BEGIN

PR #142, opened 2016-02-18
feat(addon-ui) #94 hide url in awesomebar

### LINKED ISSUE #94: Implement correct url in awesome bar
Opening a new tab shows the resource URL and puts the cursor insertion point is at the end of the resource URL which makes it hard to type things into the Awesome Bar:

screen recording 2016-02-10 at 07 25 pm

rlr:
R? @oyiptong 

Fixes #94

### DIFF
--- a/lib/ActivityStreams.js
+++ b/lib/ActivityStreams.js
@@ -1,8 +1,8 @@
-/* globals NewTabURL, EventEmitter, XPCOMUtils */
+/* globals NewTabURL, EventEmitter, XPCOMUtils, Services */
 
 "use strict";
 
-const {Cu} = require("chrome");
+const {Ci,Cu} = require("chrome");
 const {data} = require("sdk/self");
 const {PageMod} = require("sdk/page-mod");
 const {ActionButton} = require("sdk/ui/button/action");
@@ -10,6 +10,7 @@ const tabs = require("sdk/tabs");
 const {PlacesProvider} = require("lib/PlacesProvider");
 const am = require("content-src/actions/action-manager");
 
+Cu.import("resource://gre/modules/Services.jsm");
 Cu.import("resource://gre/modules/XPCOMUtils.jsm");
 Cu.import("resource:///modules/NewTabURL.jsm");
 
@@ -30,6 +31,7 @@ function ActivityStreams(options = {}) {
   this._setupPageMod();
   this._setupListeners();
   this._setupButton();
+  this._hideAppURLs();
   NewTabURL.override(this.options.pageURL);
 }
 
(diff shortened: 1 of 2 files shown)


lib/ActivityStreams.js
```diff
@@ -18,6 +18,14 @@ XPCOMUtils.defineLazyGetter(this, "EventEmitter", function() {
   return EventEmitter;
 });
 
+XPCOMUtils.defineLazyServiceGetter(this, "windowWatcher",
```
oyiptong: Actually, it might be better to do:

```javascript
```

You can access the window watcher by calling `Services.ww` and `Services.wm`.
https://developer.mozilla.org/en-US/docs/Mozilla/JavaScript_code_modules/Services.jsm

lib/ActivityStreams.js
```diff
@@ -30,6 +38,7 @@ function ActivityStreams(options = {}) {
   this._setupPageMod();
   this._setupListeners();
   this._setupButton();
+  this._addToInitialPages();
```
oyiptong: `addToHiddenURLs` might be more descriptive

lib/ActivityStreams.js
```diff
@@ -164,16 +173,69 @@ ActivityStreams.prototype = {
...
    */
   _setupButton() {
-    ActionButton({
+    this._button = ActionButton({
       id: "activity-streams-link",
       label: "Timeline",
       icon: data.url("content/img/list-icon.svg"),
       // TODO: Fix url below to about:timeline when that gets implemented.
-      onClick: () => tabs.open("resource://activity-streams/data/content/activity-streams.html#timeline")
+      onClick: () => tabs.open(`${this.options.pageURL}#/timeline`)
```
oyiptong: :+1:

lib/ActivityStreams.js
```diff
@@ -164,16 +173,69 @@ ActivityStreams.prototype = {
...
+      baseUrl,
+      `${baseUrl}#/`,
+      `${baseUrl}#/timeline`,
+    ];
+  },
+
+  /**
+   * Add the initial pages to the passed in window.
+   */
+  _addInitialPages(window) {
```
oyiptong: as above, addToHiddenURLs might be more descriptive

lib/ActivityStreams.js
```diff
@@ -164,16 +173,69 @@ ActivityStreams.prototype = {
...
+
+  /**
+   * Watches for new windows and adds our urls to gInitialPages.
+   */
+  _windowObserver: {
+    observe: (chromeWindow, topic) => {
+      if (topic === "domwindowopened") {
+        let window = chromeWindow;
+        window.QueryInterface(Ci.nsIDOMWindow).addEventListener("DOMContentLoaded", {
+          handleEvent: () => {
```
oyiptong: Perhaps we can only add the url to the hidden list if the current URL is an appURL

lib/ActivityStreams.js
```diff
@@ -164,16 +173,69 @@ ActivityStreams.prototype = {
...
       // TODO: Fix url below to about:timeline when that gets implemented.
-      onClick: () => tabs.open("resource://activity-streams/data/content/activity-streams.html#timeline")
+      onClick: () => tabs.open(`${this.options.pageURL}#/timeline`)
     });
   },
 
   /**
+   * The URLs for the app.
+   */
+  get appURLs() {
```
oyiptong: If this is getting called on potentially every new dom window opened, we should cache this.
We should also use a `Set`

oyiptong: Actually, you don't test for inclusion, an Array is fine

lib/ActivityStreams.js
```diff
@@ -164,16 +173,69 @@ ActivityStreams.prototype = {
...
+    ];
+  },
+
+  /**
+   * Add the initial pages to the passed in window.
+   */
+  _addInitialPages(window) {
+    if (window.gInitialPages) {
+      for (let url of this.appURLs) {
+        window.gInitialPages.push(url);
```
oyiptong: How about `window.gInitialPages.push(...this.appURLs)`?

lib/ActivityStreams.js
```diff
@@ -164,16 +173,69 @@ ActivityStreams.prototype = {
...
+        }, false);
+      }
+    }
+  },
+
+  /**
+   * Adds our urls to the gInitialPages of each open window and sets up
+   * an observer for new windows that are opened.
+   */
+  _addToInitialPages() {
```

END

What the exercise asks: Among the records above, how many lines carry the string "addToHiddenURLs"? Reply with the number alone.

Exercise response: 2